> _Directions_
Return verbatim every line from the first line of the data below to the line that contains "It seems very", inclusive, and no further.

Dataset records:
PR #4541, opened 2025-02-12
Support comma in tag values through cli flag

mstoykov:
## What?

Support setting tags which values contain commas through cli flags

## Why?

It seems very strange that this isn't supported at all on the cli, but you can do it through options. 

This is a breaking change as before you can do `--tag one=value,two=value`  which will produce 2 flags one with key `one`, the other with `two`. 

This will now produce only 1 tag. 

I would argue though that the alternative is to forbid commas in the values. And that seems like a bigger breaking change. 

Given our documentation and help we have never documented that you can put two tags with the same flag, so :shrug: 

## Checklist


inancgumus (approved):
Producing one tag sounds more intuitive.

codebien (approved):

PR #4560, opened 2025-02-19
Move `main` package under `cmd`

codebien:
## What?

k6 is used both as library and as command. 

## Why?

This change aligns better with the Go's recommendation https://go.dev/doc/modules/layout#packages-and-commands-in-the-same-repository.

Doing in this way, the root package is now available and importable and we can use it for some specific APIs.


olegbespalov:
My main concern of moving package that we brake `go install go.k6.io/k6@master` command which is widely presented in many places :(

codebien:
>My main concern of moving package that we brake go install go.k6.io/k6@master command which is widely presented in many places :(

Yes, this is my same fear and this is the main reason why I think that it isn't worth to apply this change.

mstoykov:
I do not think the recommendations is valid for our use case:
1. we do not have multiple commands
2. we do not have top level package that is useful - I also do not know what that will be
3. arguably k6 being used as library is not
3.1. the main use for k6
3.2. likely a thing to change once we decide how to move stuff such as `js/modules` out and actually make it not break everything on each major update

PR #4278, opened 2025-01-24
Clean up after merging webcrypto & making module globally avaliable

olegbespalov:
## What?

This PR does [clean-ups after merge of module](https://github.com/grafana/k6/pull/4188) and also makes crypto (and other methods) globally available

## Why?

This finalizes graduation of the web crypto

## Checklist

- [x] I have performed a self-review of my code.
- [ ] I have added tests for my changes.
- [x] I have run linter locally (`make lint`) and all checks pass.
- [x] I have run tests locally (`make tests`) and all tests pass.
- [ ] I have commented on my code, particularly in hard-to-understand areas.

## Related PR(s)/Issue(s)

https://github.com/grafana/k6/pull/4188

Closes: #3154
Closes: #4031

PR #4563, opened 2025-02-19
timers: refactor how setTimeout and co are made available globally

### LINKED ISSUE #3814: Fix k6/timers always being reported as used
### Brief summary

Due to how #3589 was implemented it is currently reported that *every* script is using `k6/timers` even if they do not.

### k6 version

v0.51.0

### OS

all

_No response_

Run a script without using `k6/timers`

### Expected behaviour

It isn't reported it uses k6/timers

### Actual behaviour

it is reported k6/timers are used.

mstoykov:
## What?

This makes the setTimeout and co. timers package into a not js module package. The current one is tc55, the newly made common API to make technical committee alongside tc39. This might be changed later.

This also allows us to make them globally available without importing js module "k6/timers" allowing us to fix #3814.

## Why?

Reporting k6/timers as always used is not good.

Also, setTimeout and co shouldn't; be dependent on being in a module.

Likely more changes will happen in the future and tc55 will either grow or disappear as a package. 

breaking change is set only because previously in modulestest `k6/timers` was automatically made available - I doubt anyone used that, but it is a thing.

## Checklist

### DIFF
--- a/internal/js/tc55/timers/timers.go
+++ b/internal/js/tc55/timers/timers.go
@@ -3,6 +3,7 @@ package timers
 
 import (
 	"fmt"
+	"slices"
 	"time"
 
 	"github.com/mstoykov/k6-taskqueue-lib/taskqueue"
@@ -247,8 +248,7 @@ func (e *timers) setupTaskQueueCloserOnIterationEnd() {
 						timer.name, timer.id)
 				}
 
-				// TODO: use `clear` when we only support go 1.21 and above
-				e.timers = make(map[uint64]time.Time)
+				clear(e.timers)
 				e.queue.stopTimer()
 				e.queue = new(timerQueue)
 				e.taskQueue = nil
@@ -282,17 +282,13 @@ type timerQueue struct {
 }
 
 func (tq *timerQueue) add(t *timer) int {
-	var i int
-	// don't use range as we want to index to go over one if it needs to go to the end
-	for ; i < len(tq.queue); i++ {
-		if tq.queue[i].nextTrigger.After(t.nextTrigger) {
-			break
-		}
+	i := slices.IndexFunc(tq.queue, func(tt *timer) bool {
+		return tt.nextTrigger.After(t.nextTrigger)
+	})
+	if i < 0 {
+		i = len(tq.queue)
 	}
-
-	tq.queue = append(tq.queue, nil)
-	copy(tq.queue[i+1:], tq.queue[i:])
-	tq.queue[i] = t
+	tq.queue = slices.Insert(tq.queue, i, t)
 	return i
 }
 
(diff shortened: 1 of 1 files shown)


internal/js/tc55/timers/timers.go
```diff
@@ -0,0 +1,346 @@
...
+		if tq.queue[i].nextTrigger.After(t.nextTrigger) {
+			break
+		}
+	}
+
+	tq.queue = append(tq.queue, nil)
+	copy(tq.queue[i+1:], tq.queue[i:])
+	tq.queue[i] = t
+	return i
+}
```
inancgumus, line 297: I find this easier to grok, but it's up to you 🙇 

```suggestion
func (tq *timerQueue) add(t *timer) int {
	i := slices.IndexFunc(tq.queue, func(tt *timer) bool {
		return tt.nextTrigger.After(t.nextTrigger)
	})
	if i < 0 {
		i = len(tq.queue)
	}
	tq.queue = slices.Insert(tq.queue, i, t)
	return i
}
```

inancgumus (dismissed):
LGTM 👍 With mild suggestions.

olegbespalov (dismissed):
In my opinion, the current timers implementation still hardly coupled to the k6's modules and can't be really named as the tc55 thing, so it's just increasing of the complexity.

But if you had a plan how it should evolve, I'm fine with it

mstoykov:
How is it coupled ? Do you want me to not have `modules.VU` in it at all as well? I can refactor it more to not care about anything from k6 as well, it just doesn't make that much sense until we put more work into moving stuff such as the event loop outside of k6

olegbespalov:
>How is it coupled ? Do you want me to not have modules.VU in it at all as well?

Yes, that's what I meant. Like I said, if you have a plan, it's good, for now. I don't want changes right now. Frankly, I mostly care about wrapping the work on the #4278 which I'm going to align, once this will be merged

olegbespalov (approved):

oleiade (approved):
LGTM as-is 👍🏻 🚀 

Absolutely non-blocking comment from me—just sharing my perspective (feel free to proceed as-is). The only real downside I see here is that the way the timers module integrates feels somewhat implicit. Specifically, it relies on certain functions being injected into the global object as a side effect of calling a function from the tc55/timers module in the bundle code.

It took me about five minutes to connect the dots in the context of this PR, but I’m not confident it will be as easy six months from now. If I were to revisit this code in isolation—outside the context of this PR—I’d likely be a bit confused about the expectation that the timers functions should be set in the global object. Tracing back where and how this setup happens would take some effort.

I don’t have a concrete alternative in mind, just an intuition: since we’ll likely be adding more to the global object over time, maybe it would be worth having a single, explicit place in the code dedicated to managing its state? Something like a centralized abstraction or entry point where all GlobalObject().Set calls related to module function injection live, making it clear where to look.

Once again, I'm happy to merge as-is, this is really me dumping my brain 🧠 🙇🏻

mstoykov:
I wrote the above comment before I saw the approvals or your comment @oleiade .

> Specifically, it relies on certain functions being injected into the global object as a side effect of calling a functio

I did originally set them globally from the bundle and modulestest and had to have `SetTimeout` and co. exported, but :
1. it has code repeated - arguably as I've mentioned in other places, modulestest and bundle should share a lot more code. But this will be even bigger problem IMO 
2. timers don't really make much of a sense if they are not set globally - that is practically the idea, so it being part of the package made sense. I specifically also chose a function name that made it more obvious this is happening. But to be honest bundle in particular does so many things setuping stuff, that I too constantly wonder why is this done here, and hten I remember the interconnections, but a lot of the stuff depend on each other. 

I will try to get through bundle and maybe reorder stuff and see if I can make most of them in `setGlobal` and move `setInitGlobals` there as well.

> _Solution for this task_
PR #4541, opened 2025-02-12
Support comma in tag values through cli flag

mstoykov:
## What?

Support setting tags which values contain commas through cli flags

## Why?

It seems very strange that this isn't supported at all on the cli, but you can do it through options. 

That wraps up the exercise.